As a lover of history, I’ve always been interested in genealogy. I think my love of acting has something to do with it, as well. When I learned how to do character studies of those I portrayed on stage, I naturally migrated to doing an on-going character study of myself. “Who am I, and how did I get here?” are natural questions. There are a lot of clues to be found in family history.

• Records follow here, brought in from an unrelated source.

PR #80, opened 2023-02-28
Add list-models sub command to list models from controllers

chanchiwai-ray:
This pull request add new sub-command to list all models from a controllers or all controllers. It includes the following features:

- [x] User can use `--refresh` to get latest models information directly from the controllers
- [x] User can specify `--filter` to list models from specific controllers.
- [ ] Support local caching for models information when running without `--refresh` (ToDo)
- [ ] Add tests

[This is a WIP]


juju_spell/commands/list_models.py
```diff
@@ -0,0 +1,22 @@
...
+    async def execute(
+        self, controller: Controller, **kwargs
+    ) -> Dict[str, Union[List, bool]]:
+        """List models from the local cache or from the controllers."""
+        outputs = {"refresh": False, "models": []}
+        if kwargs["refresh"]:
+            outputs["refresh"] = True
+            outputs["models"] = await controller.list_models()
+        else:
+            outputs["models"] = ["TODO: read from cache; not implemented."]
```
esunar, line 18: you need to also change [this function](https://github.com/canonical/juju-spell/blob/main/juju_spell/commands/base.py#LL47C25-L47C25)

esunar (changes requested):

juju_spell/commands/list_models.py
chanchiwai-ray: It's a bit strange to me. That function in the end was used in `status` and `update-packages` commands, both of them don't have `--fresh`. If the changes should also be in that function. I think a more appropriate way is to chain the commands together. i.e move `get_filtered_models` to `list-model` commands. And then `status` command will be like: `list-models` -> `get model status`. What do you think ?

chanchiwai-ray: Okay, I split the `get_filtered_models` into two independent functions that one gets the models names (`get_filtered_model_names`) and the other one gets the models (`get_filtered_models`). And use the `get_filtered_model_names` to actually list the models. The `status` and `update-packages` commands should not be affected by this (i.e. will not get models from the cache), since they don't have `--refresh`, so they always fetch model names from the controllers. If these commands will need this caching feature, we will need to add `--refresh` to them.

juju_spell/commands/base.py
```diff
@@ -44,22 +44,48 @@ def __init__(self) -> None:
...
+        config. By default, models information is fetched from the controller;
+        if refresh is False, then the models information is loaded from local
+        cache.
         """
         if models is None or len(models) <= 0:
-            all_models = await controller.list_models()
+            if refresh:
+                all_models = await controller.list_models()
+            else:
+                all_models = ["TODO: read from cache; not implemented."]
```
jneo8, line 66: **suggestion:** 

Maybe a lru_cache is enough?

https://docs.python.org/3/library/functools.html#functools.lru_cache

And we can use `cache_clear` to force refresh.

juju_spell/commands/base.py
```diff
@@ -44,22 +44,48 @@ def __init__(self) -> None:
...
         model_mappings: Dict[str, List[str]],
         models: Optional[List[str]] = None,
-    ) -> AsyncGenerator[Tuple[str, Model], None]:
-        """Get filtered models for controller.
-
-        If models is None, then all models for controller will be returned.
-        If the model_mapping[model] exits for specific model it will be replaced by the
-        list of values from model_mapping[model] from config.
+        refresh: Optional[bool] = True,
+    ) -> List[str]:
```
jneo8, line 52: **praise:** 

After checking the source code in python-libjuju.
The return should be list, nice one.

jneo8 (approved):
One not blocking suggestion to implement cache.

juju_spell/commands/base.py
chanchiwai-ray: We need to keep it in disk not memory so that it's available during different invocation of command.

jneo8 (approved):

juju_spell/commands/base.py
rgildein: I like idea to splitting this into two functions, but I think that `refresh` should not be an argument here, at-least if we do not want to add `--refresh` to each command. If not this function should always getting models from file and if that file does not exits creating it. The `list-modes` command can recreate this file if `--refresh` was provided,

juju_spell/commands/base.py
```diff
@@ -44,22 +44,48 @@ def __init__(self) -> None:
...
+    ) -> AsyncGenerator[Tuple[str, Model], None]:
+        """Get filtered models for controller.
 
+        If models is None, then all models for controller will be returned.  If
+        the model_mapping[model] exits for specific model it will be replaced
+        by the list of values from model_mapping[model] from config. By
+        default, models information is fetched from the controller; if refresh
+        is False, then the models information is loaded from local cache.
+        """
+        all_models = await BaseJujuCommand.get_filtered_model_names(
```
rgildein, line 86: `self.get_filtered_model_names`

juju_spell/commands/list_models.py
```diff
@@ -0,0 +1,28 @@
...
+            "refresh": kwargs["refresh"],
+            "models": list(
+                await self.get_filtered_model_names(
+                    controller=controller,
+                    models=None,
+                    refresh=kwargs["refresh"],
+                    model_mappings=kwargs["controller_config"].model_mapping,
+                )
+            ),
+        }
```
rgildein, line 26:
```suggestion
        if kwargs["refresh"]:
            reload_models_yaml_file()
        outputs = {
            "refresh": kwargs["refresh"],
            "models": list(
                await self.get_filtered_model_names(
                    controller=controller,
                    models=None,
                    model_mappings=kwargs["controller_config"].model_mapping,
                )
            ),
        }
```

rgildein (changes requested):

juju_spell/commands/base.py
esunar: agree

juju_spell/commands/base.py
```diff
@@ -44,22 +44,48 @@ def __init__(self) -> None:
...
+        returned.  If the model_mapping[model] exits for specific model it will
+        be replaced by the list of values from model_mapping[model] from
+        config. By default, models information is fetched from the controller;
+        if refresh is False, then the models information is loaded from local
+        cache.
         """
         if models is None or len(models) <= 0:
-            all_models = await controller.list_models()
+            if refresh:
+                all_models = await controller.list_models()
```
esunar, line 64: we should find a better to show cached model list without connecting to controller

esunar (changes requested):

juju_spell/commands/base.py
chanchiwai-ray: ACK. We can't if we want to keep it `staticmethod`, but I think we don't need to make it `staticmethod` in the first place which is originated from `get_filtered_models`

juju_spell/commands/list_models.py
chanchiwai-ray: Thanks, and you're right. I think that's better as well.

juju_spell/commands/base.py
chanchiwai-ray: I think there's no better way if we are not going to change codes other than `cli` and `commands`.

juju_spell/commands/base.py
rgildein: Why we cant if it's static method?

chanchiwai-ray: The method itself doesn't need / have `self`

rgildein: It does not, but you can and I think that you should call it like this `all_models = await self.get_filtered_model_names`.
I'm not think that it's an issue.

chanchiwai-ray:
```python


class Foo:
    @staticmethod
    def greeting():
        print("Hello there")

    @staticmethod
    def print_name(name):
        self.greeting()
        print("My name is ", name)

Foo.print_name("Foo")

Traceback (most recent call last):
  File "/tmp/a.py", line 11, in <module>
    Foo.print_name("Foo")
  File "/tmp/a.py", line 8, in print_name
    self.greeting()
NameError: name 'self' is not defined
```
Maybe I am mistaken, I think this will happen

rgildein: No I did not check that you were also calling it in staticmethod, so it makes sense now. My mistake.
In that case I think we should make in class function, since it's calling another class function. (You already did it, so :+1:)

juju_spell/commands/list_models.py
```diff
@@ -0,0 +1,29 @@
...
+        outputs = {
+            "refresh": kwargs["refresh"],
+            "models": list(
+                await self.get_filtered_model_names(
+                    controller=controller,
+                    models=None,
+                    model_mappings=kwargs["controller_config"].model_mapping,
+                )
+            )
+            if kwargs["refresh"]
```
rgildein, line 25: not-blocking: I think it would be more readable if we do 
```python
if kwargs["refresh"]:
    models = ...
else:
    models = ...

outputs = {"refresh": kwargs["refresh"], "models": models}
```
rather than hiding in in dict creation

rgildein (approved):
Overall LGTM, we will add cache functionality in next PR

juju_spell/commands/list_models.py
chanchiwai-ray: Updated

esunar (approved):

Issue #83, opened 2023-03-01
Structure discussion


esunar:

jneo8:
A Composability way to compose atomic operation.
It should be something similar to FP's *railway programming*.

For example, a function level interface always return a Result Object.
The result object can tell us whether the operation is success or failing.

The result should be return/continue to next step. Do we need to have a confirm from user.

esunar:
**First**: I would like to have an ability to request confirmation from the user when executing action. For example when upgrading packages I would like to be able confirm for each unit.

**Second** in future will have a set of structures like `(input:command:output)`
thus if we have commands S,W,X,Y,Z such as
```
S  :X:a
W :W:b
X  a:X:b
Y  b:Y:c
Z  b:Z:a
```
means that we can create composite commands like:
```
S -> X -> Y
S -> X -> Z
W -> Y -> X
.
.
.
```
Our design should allow this.

**Third**: It should be easy to define parameters and commands. If I would like to add new command it should be just adding a file or a bunch of files. The rest of the application should stay as is.

jneo8:
One design idea:

Because the total targets to access are fixed.
`Controller`, `Model`, `Unit`, `Application` and `Machine`. All of them are under a single controller's connection.

So if we can define **operation unit(ops)** which have execute level mapping to each running target.

For example:

```
ops-1 -> ops-2 -> ops-3
```

- *ops-1* works on controller level.
- *ops-2* works on model level.
- *ops-3* works on unit level.

We can define list of operations in module cli. And assignment will for loop in each ops until one of them return error.

The **add-user** command below will become like:

```sh
juju spell add-user --user abc --acl superuser --models m1,m2,m3
```

- ops-1: Controller Level, Create user on controller
- ops-2: Controller Level, Grant user permission on controller
- ops-3: Model Level, Grant model permission on models

During each iteration(ops-1 -> ops-2), is the break point to check if result is error or need confirm.

So the implementation of **upgrade-package** will become something like:

```
- ops-1(update package-a, unit level)
- ops-2(upgrade package-b, unit level)

...
```
A list of operations units, each one represent to upgrade one package on every units.

To do this, we need to:

- An **assignment** package which iterate every level or targets
  - Break point in each operation units.
- An *ops* package which provide operation action on specific level of target.
  - Should only include smallest operation action.
  - Should not have action like: Iterate over models on controller and do something.
- An cli package will need to struct the list of operations units, and inject the operations units to assignment run function.
[...]

PR #86, opened 2023-03-02
Added juju-spell config.

esunar:
* moved load_yaml_file to utils package
* added unit tests for juju-spell config

note: documentation will be added


tests/unit/cli/test_cli_config.py
```diff
@@ -0,0 +1,65 @@
...
+
+def test_fill_parser():
+    """Test add additional CLI arguments with ConfigCMD."""
+    parser = mock.MagicMock(spec=argparse.ArgumentParser)
+
+    cmd = ConfigCMD(None)
+    cmd.fill_parser(parser)
+
+    # This one is to check the basic arguments is been added.
+    assert parser.add_argument.call_count == 7
```
chanchiwai-ray, line 36: Just curious, is it really necessary to check these here? Adding more basic arguments in `cli.base` will cause error in here which is not really related to `test_cli_config.py`

tests/unit/cli/test_cli_config.py
```diff
@@ -0,0 +1,65 @@
...
+            mock.call(
+                "--config-set",
+                nargs="*",
+                help="key=value pairs to update application config.",
+                required=False,
+                action=KeyValue,
+            ),
+        ]
+    )
+
```
chanchiwai-ray, line 50: Since you implemented a custom `KeyValue` action, I think it's better to include test case for this action. For example, test if `parser.parse_args(['--config-set a=1 b=2 c=cpu=4])` gives you `{"a": 1, "b":2 , "c": "cpu=4"}`

juju_spell/cli/config.py
```diff
@@ -0,0 +1,137 @@
...
+#
+# This program is distributed in the hope that it will be useful,
+# but WITHOUT ANY WARRANTY; without even the implied warranty of
+# MERCHANTABILITY or FITNESS FOR A PARTICULAR PURPOSE.  See the
+# GNU General Public License for more details.
+#
+# You should have received a copy of the GNU General Public License
+# along with this program.  If not, see <http://www.gnu.org/licenses/>.
+
+"""JujuSpell juju status command."""
```
chanchiwai-ray, line 17: `"""JujuSpell juju status command."""`: maybe copy-and-paste error ?

juju_spell/cli/config.py
```diff
@@ -0,0 +1,137 @@
...
+
+from juju_spell import utils
+from juju_spell.cli.base import JujuWriteCMD
+from juju_spell.commands.config import ApplicationConfig, ConfigCommand
+
+logger = logging.getLogger()
+
+
+class ConfigCMD(JujuWriteCMD):
+    """JujuSpell juju status command."""
```
chanchiwai-ray, line 33: Same here

juju_spell/commands/config.py
```diff
@@ -0,0 +1,77 @@
...
+import logging
+from typing import Any, Dict, List
+
+from juju.application import Application
+from juju.controller import Controller
+from juju.model import Model
+
+from juju_spell.commands.base import BaseJujuCommand
+
+logger = logging.getLogger("eeee")
```
chanchiwai-ray, line 12: is it intentional ? `logging.getLogger("eeee")` 🤣

jneo8: I believe is cat.

juju_spell/commands/config.py
```diff
@@ -0,0 +1,77 @@
...
+    config: Dict[str, str]
+
+
+class ConfigCommand(BaseJujuCommand):
+    """Command to configure juju applications."""
+
+    async def execute(self, controller: Controller, *args: Any, **kwargs: Any) -> Dict[str, Any]:
+        """Configure juju applications."""
+        output: Dict[str, Any] = {}
+        async for name, model in self.get_filtered_models(
```
jneo8, line 29: **thought:** 

Not blocking command.

I am thinking about the comment I gave [here](https://github.com/canonical/juju-spell/issues/83#issuecomment-1451355000)

Iterate over models/application/machine inside command really make thing more complex and hard to understand the working flow.

Just want to point out this is the situation I want to avoid.

juju_spell/utils.py
```diff
@@ -96,3 +103,21 @@ def merge_list_of_dict_by_key(key: str, lists: List[List[Dict]]) -> List:
 def random_password(length: int = 30) -> str:
     """Generate random password."""
     return secrets.token_urlsafe(length)
+
+
+def load_yaml_file(path: str) -> Any:
```
jneo8, line 108: **suggestion:** 

Not blocking.
The code here is similar to `load_config_file` function inside `config.py`.
Consider to have a small refactor here.

tests/unit/cli/test_cli_config.py
jneo8: Rather than check add_argument count. I will suggest to actually check the real context give to add_argument.

jneo8 (changes requested):

tests/unit/cli/test_cli_config.py
esunar: extended checks.
remove call_count check

tests/unit/cli/test_cli_config.py
esunar: added tests

juju_spell/cli/config.py
esunar: fixed doc

juju_spell/cli/config.py
esunar: fixed doc

juju_spell/commands/config.py
esunar: killed the cat :)

tests/unit/cli/test_cli_config.py
rgildein: It's not important to check which CLI options from BaseCLI, but it's important to check  that there were used.

juju_spell/cli/config.py
```diff
@@ -0,0 +1,140 @@
...
+    yaml_config = utils.load_yaml_file(path)
+    result: List[ApplicationConfig] = []
+    for app, value_dict in yaml_config.items():
+        application_config = ApplicationConfig(application=app, config=value_dict)
+        result.append(application_config)
+    return result
+
+
+# pylint: disable=too-few-public-methods,signature-differs
+# mypy: allow-untyped-defs
```
rgildein, line 131: We should rather add typing that disabling mypy and pylint.

juju_spell/commands/config.py
```diff
@@ -0,0 +1,77 @@
...
+        juju_app: Application = model.applications.get(update.application)
+        if not juju_app:
+            continue
+
+        await juju_app.set_config(update.config)
+        config.update({update.application: await juju_app.get_config()})
+    return config
+
+
+async def apply_config(app: Application, properties: Dict[str, str], single_property: str) -> dict:
```
rgildein, line 68: I do not understand what is this function trying to do. can you add description in docstring with some examples?

juju_spell/utils.py
rgildein: I agree we should combine that together. And  having one in utils make sense.

rgildein (changes requested):

juju_spell/cli/config.py
esunar: It is impossible to add typing 
```
    def __call__(
        self, parser: ArgumentParser, namespace: Namespace, values: str | Sequence[Any] | None, option_string: str | None = ...
    ) -> None: ...
```
python 3.8 does not support `|`

juju_spell/commands/config.py
esunar: refactored to remove ambigutiy

juju_spell/utils.py
esunar: combined

juju_spell/cli/config.py
rgildein: `from typing import Optional`

esunar: mypy does not like it either

rgildein: That's strange it's should be other issue.

jneo8 (approved):

juju_spell/cli/config.py
rgildein: Can you share the output from mypy.

rgildein:
```python
class KeyValue(argparse.Action):
    """Parse parameters as key=value pairs."""

    def __call__(
        self,
        _: argparse.ArgumentParser,
        namespace: argparse.Namespace,
        values: Union[str, Sequence[Any], None],
        option_string: Optional[str] = None,
    ) -> None:
        setattr(namespace, self.dest, {})
        if values:
            for value in values:
                key, value = value.split("=", 1)
                getattr(namespace, self.dest)[key] = value
```
And from this it's obvious that you could not assume that values is None or List of strings, it cloud be also only string.

chanchiwai-ray (approved):

juju_spell/cli/config.py
esunar: applied your recommendation result:
`juju_spell/cli/config.py:134:0: R0903: Too few public methods (1/2) (too-few-public-methods)`

tests/unit/cli/test_cli_config.py
esunar: extended checks

juju_spell/cli/config.py
esunar: fixed the issue by bypassing too-few-public-methods for python3.8

juju_spell/cli/config.py
```diff
@@ -0,0 +1,149 @@
...
+    """Parse application config to model."""
+    yaml_config = utils.load_yaml_file(Path(path))
+    result: List[ApplicationConfig] = []
+    for app, value_dict in yaml_config.items():
+        application_config = ApplicationConfig(application=app, config=value_dict)
+        result.append(application_config)
+    return result
+
+
+# pylint: disable=too-few-public-methods
```
rgildein, line 134: this is not needed

juju_spell/utils.py
```diff
@@ -15,9 +15,17 @@
...
 from collections import defaultdict
-from typing import Dict, Iterable, List
+from pathlib import Path
+from typing import Any, Dict, Iterable, List
+
+import yaml
+
+from juju_spell.exceptions import JujuSpellError
+
+logger = logging.getLogger()
```
rgildein, line 28: It's better to use new logger, which will inherit from root rather than using root logger.
```suggestion
logger = logging.getLogger(__name__)
```

tests/unit/cli/test_cli_config.py
```diff
@@ -0,0 +1,101 @@
...
+
+def test_add_mutually_exclusive_group_parameters() -> None:
```
rgildein, line 52: not-blocking: define return value for tests function is not needed `-> None`

rgildein (changes requested):
2 small things, but otherwise LGTM

juju_spell/cli/config.py
rgildein: Now I can see that you are hitting still this issue, wired that for me w/ Python3.10 is working.

rgildein: Can you share version of pylint and argparse you are using?

rgildein: I tried it on Python3.8 and lint is not working due the fact that pylxd is not supported, but with some tweak I got same error from pylint. Strange, I do not understand why. Resolving this.

rgildein (approved):
LGTM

I’ve traced the branches of my family tree back a relatively long way. As I pour over the names and dates there is so much that I don’t know. There’s just a name and maybe a birth date or death date. As I get nearer to the present generations, there are names that conjure up scraps of knowledge handed down through the family. I have pictures of my great-grandfather, Daniel Bloem. The one thing the jumps to mind when I see his picture is that he had a drinking problem. There’s a great uncle, James Hendrickson. I know he was a Methodist circuit preacher in Illinois. Family legend holds that he was a good man and had a huge influence on my grandfather. That’s about all I’ve got.

Scraps. Tidbits. Legacy. The vital questions aren’t just “Who am I?” and “How did I get here?” but also “How will I be remembered?” and “What impact will I have on those around me?” What is the bullet point that future generations will remember and repeat about me when they see my name or my picture…

  • He had a temper. Everyone was afraid of him.
  • She was really mean. Nobody in the family liked her.
  • He was known to be the laziest of that generation. He went bankrupt a couple of times.
  • She was married six times.
  • He built a successful business, but his children all hated him.
  • She got married, but her first child was born six months later. Do the math.

As we read through the long list of Adam’s descendants, we are given little information. We have names, life spans and the name of the first born son. Then we get to Enoch and this tidbit of information is passed down to us: “he lived in close fellowship with God.” That’s not a bad legacy considering we’re still talking about it many millennia later.

Each day our words, actions, and relationships are etching the legacy we will leave. What’s the one thing you think people will remember about you? What’s the one thing you want people to remember about you? What will make the difference?